▸ **Exercise**: What you return must be the lines of the data that hold the word "byte".
-------- Record set
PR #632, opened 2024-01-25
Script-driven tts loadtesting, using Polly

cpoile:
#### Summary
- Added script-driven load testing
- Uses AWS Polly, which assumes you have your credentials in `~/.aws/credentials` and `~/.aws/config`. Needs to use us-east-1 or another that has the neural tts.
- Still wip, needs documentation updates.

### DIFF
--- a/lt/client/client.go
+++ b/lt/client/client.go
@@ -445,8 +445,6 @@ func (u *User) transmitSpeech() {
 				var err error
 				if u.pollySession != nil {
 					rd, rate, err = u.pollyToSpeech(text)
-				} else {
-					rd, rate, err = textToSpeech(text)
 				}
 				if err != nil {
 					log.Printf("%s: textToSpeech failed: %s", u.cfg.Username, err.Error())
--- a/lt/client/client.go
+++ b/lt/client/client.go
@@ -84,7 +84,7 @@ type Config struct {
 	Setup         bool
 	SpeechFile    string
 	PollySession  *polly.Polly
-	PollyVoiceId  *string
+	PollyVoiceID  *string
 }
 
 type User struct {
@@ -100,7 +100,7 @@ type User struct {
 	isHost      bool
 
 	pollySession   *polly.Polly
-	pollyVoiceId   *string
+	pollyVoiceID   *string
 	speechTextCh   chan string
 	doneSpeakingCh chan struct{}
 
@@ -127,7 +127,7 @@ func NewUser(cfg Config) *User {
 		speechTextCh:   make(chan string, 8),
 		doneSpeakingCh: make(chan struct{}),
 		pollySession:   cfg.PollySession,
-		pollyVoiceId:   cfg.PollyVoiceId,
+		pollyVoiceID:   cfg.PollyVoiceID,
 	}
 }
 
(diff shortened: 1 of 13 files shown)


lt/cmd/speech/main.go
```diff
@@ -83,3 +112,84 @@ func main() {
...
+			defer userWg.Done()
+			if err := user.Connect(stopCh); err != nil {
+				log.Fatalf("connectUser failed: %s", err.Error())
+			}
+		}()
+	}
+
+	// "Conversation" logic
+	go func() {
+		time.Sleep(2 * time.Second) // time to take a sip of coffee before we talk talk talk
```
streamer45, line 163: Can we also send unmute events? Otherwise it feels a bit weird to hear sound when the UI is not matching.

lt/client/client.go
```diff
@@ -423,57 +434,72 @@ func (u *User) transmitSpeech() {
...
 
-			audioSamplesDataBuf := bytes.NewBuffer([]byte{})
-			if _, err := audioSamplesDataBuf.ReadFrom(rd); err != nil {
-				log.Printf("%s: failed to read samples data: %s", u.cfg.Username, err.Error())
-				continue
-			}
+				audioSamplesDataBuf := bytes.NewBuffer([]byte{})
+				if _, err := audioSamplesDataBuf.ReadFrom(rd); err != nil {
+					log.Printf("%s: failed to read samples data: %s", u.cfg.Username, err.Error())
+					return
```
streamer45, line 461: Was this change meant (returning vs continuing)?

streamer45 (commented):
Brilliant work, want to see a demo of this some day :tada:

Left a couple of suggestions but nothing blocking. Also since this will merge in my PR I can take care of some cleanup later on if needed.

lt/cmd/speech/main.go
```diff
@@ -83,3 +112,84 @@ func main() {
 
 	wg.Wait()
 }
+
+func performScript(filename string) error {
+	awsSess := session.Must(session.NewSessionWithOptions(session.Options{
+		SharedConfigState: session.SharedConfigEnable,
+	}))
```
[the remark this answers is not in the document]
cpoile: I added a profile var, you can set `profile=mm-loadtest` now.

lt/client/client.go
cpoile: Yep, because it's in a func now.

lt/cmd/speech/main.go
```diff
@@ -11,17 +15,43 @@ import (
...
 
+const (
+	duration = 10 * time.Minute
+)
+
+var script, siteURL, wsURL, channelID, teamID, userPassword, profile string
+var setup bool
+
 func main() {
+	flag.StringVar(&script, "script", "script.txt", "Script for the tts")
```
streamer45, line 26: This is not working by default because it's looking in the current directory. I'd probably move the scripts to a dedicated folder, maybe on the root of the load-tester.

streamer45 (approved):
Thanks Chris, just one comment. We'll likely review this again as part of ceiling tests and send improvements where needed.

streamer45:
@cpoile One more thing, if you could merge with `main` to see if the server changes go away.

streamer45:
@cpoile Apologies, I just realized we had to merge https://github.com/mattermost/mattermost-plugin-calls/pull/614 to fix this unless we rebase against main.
----------------
▸ **Result of the exercise**:
-			audioSamplesDataBuf := bytes.NewBuffer([]byte{})
+				audioSamplesDataBuf := bytes.NewBuffer([]byte{})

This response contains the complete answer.